Greening Up with The Greenhouse School

When the word came out that Salem Mayor Kim Driscoll and Worcester Mayor Timothy Murray had bet whose town could be the first to inspire 100 new participants in the Mass. Technology Collaborative's GreenUp program, The Greenhouse School rose to the occasion.

Within a few days, the Salem alternative private school had convinced ten of its parents, staff and board to join the contest and agree to pay a couple pennies more per kilowatt to choose electricity sourced from renewable fuels.

"It's not that tough a sell," says Director Dan Welch. "It's something a lot of people thought we ought to be doing anyway, and if we can make a significant dent in that next 100, then so much the better." He agrees it's a bit gimmicky, but the need to find alternatives to the carbon economy is no joke.

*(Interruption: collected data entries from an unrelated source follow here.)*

PR #1350, opened 2024-01-03
Use `bitflags` for symbol flags

andylizi:
Follow-up on https://github.com/bytecodealliance/wasm-tools/pull/1348#issuecomment-1874687578.

### DIFF
--- a/crates/wast/src/core/custom.rs
+++ b/crates/wast/src/core/custom.rs
@@ -360,6 +360,7 @@ fn parse_sym_flags(parser: Parser<'_>) -> Result<u32> {
                 }
             })*};
         }
+        // N.B.: Keep in sync with `print_dylink0_flags` in `crates/wasmprinter/src/lib.rs`.
         parse_flags! {
             "binding-weak" = 1 << 0,
             "binding-local" = 1 << 1,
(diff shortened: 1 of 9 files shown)


crates/wit-component/src/linking/metadata.rs
```diff
@@ -131,7 +131,7 @@ pub struct Import<'a> {
     pub module: &'a str,
     pub name: &'a str,
     pub ty: Type,
-    pub flags: u32,
+    pub flags: SymbolFlags,
```
andylizi, line 134: I'm not familiar with the component model, is there a reason we need to use `BTreeSet` to keep imports & exports sorted? It's indirectly requiring `SymbolFlags` to also derive `Ord`, which I'd prefer to avoid as it doesn't make sense semantically.

crates/wast/src/core/custom.rs
```diff
@@ -368,6 +369,8 @@ fn parse_sym_flags(parser: Parser<'_>) -> Result<u32> {
             "exported" = 1 << 5,
             "explicit-name" = 1 << 6,
             "no-strip" = 1 << 7,
+            "tls" = 1 << 8,
+            "absolute" = 1 << 9,
```
andylizi, line 373: Since the `wast` crate doesn't depend on `wasmparser`, I'm assuming there's no way to avoid the code duplication here?

alexcrichton: Unfortunately, yeah, but that's ok for now

crates/wit-component/src/linking/metadata.rs
alexcrichton: Yes and no, it depends on the location, but it's probably easiest to just leave `Ord` in there

alexcrichton (approved):
Thanks for this!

"It's something we feel pretty strongly about," says Welch. A few years back the school's board set the ambitious goal of becoming energy-independent by 2005. Too ambitious, as it turned out. A series of difficult budget years and other setbacks made it more of a dream than they had intended. "Call it an inspiration," says Welch, who adds that the school is now ready to hit the ground running and tackle a few small but significant projects.

"We're in a position now where we can do some of these things, as long as we think small and grow the idea. Start with [projects] that don't need as much grant money and see where it takes us." One idea made more attractive by last week's floods: a rain catchment system. "Our roof sheds about 4,000 gallons for every inch of rain, and Boston gets about 43 inches per year." Even at a modest success level, this would replace more than half the school's water use.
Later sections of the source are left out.